» **What is being asked**
Copy out each line below that has the word "closing" in it.

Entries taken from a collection
PR #7405, opened 2024-08-09
Fix exception handling for SQL Server full mode

nenadnoveljic:
# What Does This Do

Finish span in the `finally` block to avoid leaks after exceptions.

# Motivation

# Additional Notes

# Contributor Checklist

Jira ticket: [PROJ-IDENT]

### DIFF
--- a/dd-java-agent/instrumentation/jdbc/src/main/java/datadog/trace/instrumentation/jdbc/JDBCDecorator.java
+++ b/dd-java-agent/instrumentation/jdbc/src/main/java/datadog/trace/instrumentation/jdbc/JDBCDecorator.java
@@ -298,17 +298,13 @@ public class JDBCDecorator extends DatabaseClientDecorator<DBInfo> {
           e);
       DECORATE.onError(instrumentationSpan, e);
     } finally {
-      try {
-        instrumentationSpan.finish();
-      } catch (Exception e) {
-      } finally {
-        if (instrumentationStatement != null) {
-          try {
-            instrumentationStatement.close();
-          } catch (SQLException e) {
-          }
+      if (instrumentationStatement != null) {
+        try {
+          instrumentationStatement.close();
+        } catch (Throwable e) {
         }
       }
+      instrumentationSpan.finish();
     }
     return spanID;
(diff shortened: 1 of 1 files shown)


PerfectSlayer (changes requested):
Hi @nenadnoveljic 

I don't follow your changes compared to the PR description "Finish span in the finally block to avoid leaks after exceptions.". Can you elaborate a bit more but here is what I understand:

First, if there is an exception from statement closure, it will be caught and the span will still finish.
Then, you reduce the exception catch scope from `Exception` to `SQLException` so you will be catching fewer kinds of issues. It is expected?
Finally, you are no more closing the span if the `instrumentedStatement` is `null`, so you will be leaking more spans.

vandonr (approved):

PerfectSlayer:
@vandonr As you approved the changes, can you help me with the concerns I raise in the comment above?

vandonr:
> @vandonr As you approved the changes, can you help me with the concerns I raise in the comment above?

Hmm, yeah, so this PR is stemming from [this comment](https://github.com/DataDog/dd-trace-java/pull/7186#discussion_r1707600723) on a previous PR.

Actually I read the code a bit too fast without seeing your comment, but you are right, this is too high, I think we need yet another finally block a bit lower :(

nenadnoveljic:
> Hi @nenadnoveljic
> 
> I don't follow your changes compared to the PR description "Finish span in the finally block to avoid leaks after exceptions.". Can you elaborate a bit more but here is what I understand:
> 
> First, if there is an exception from statement closure, it will be caught and the span will still finish. Then, you reduce the exception catch scope from `Exception` to `SQLException` so you will be catching fewer kinds of issues. It is expected? Finally, you are no more closing the span if the `instrumentedStatement` is `null`, so you will be leaking more spans.

Thanks for catching it. I implemented the nested exception handling now.

vandonr (approved):
lgtm now

PerfectSlayer (approved):
Thanks for the fix and the discussion about `Exception`/`Throwable`! 👍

» **Task response**
Finally, you are no more closing the span if the `instrumentedStatement` is `null`, so you will be leaking more spans.
> First, if there is an exception from statement closure, it will be caught and the span will still finish. Then, you reduce the exception catch scope from `Exception` to `SQLException` so you will be catching fewer kinds of issues. It is expected? Finally, you are no more closing the span if the `instrumentedStatement` is `null`, so you will be leaking more spans.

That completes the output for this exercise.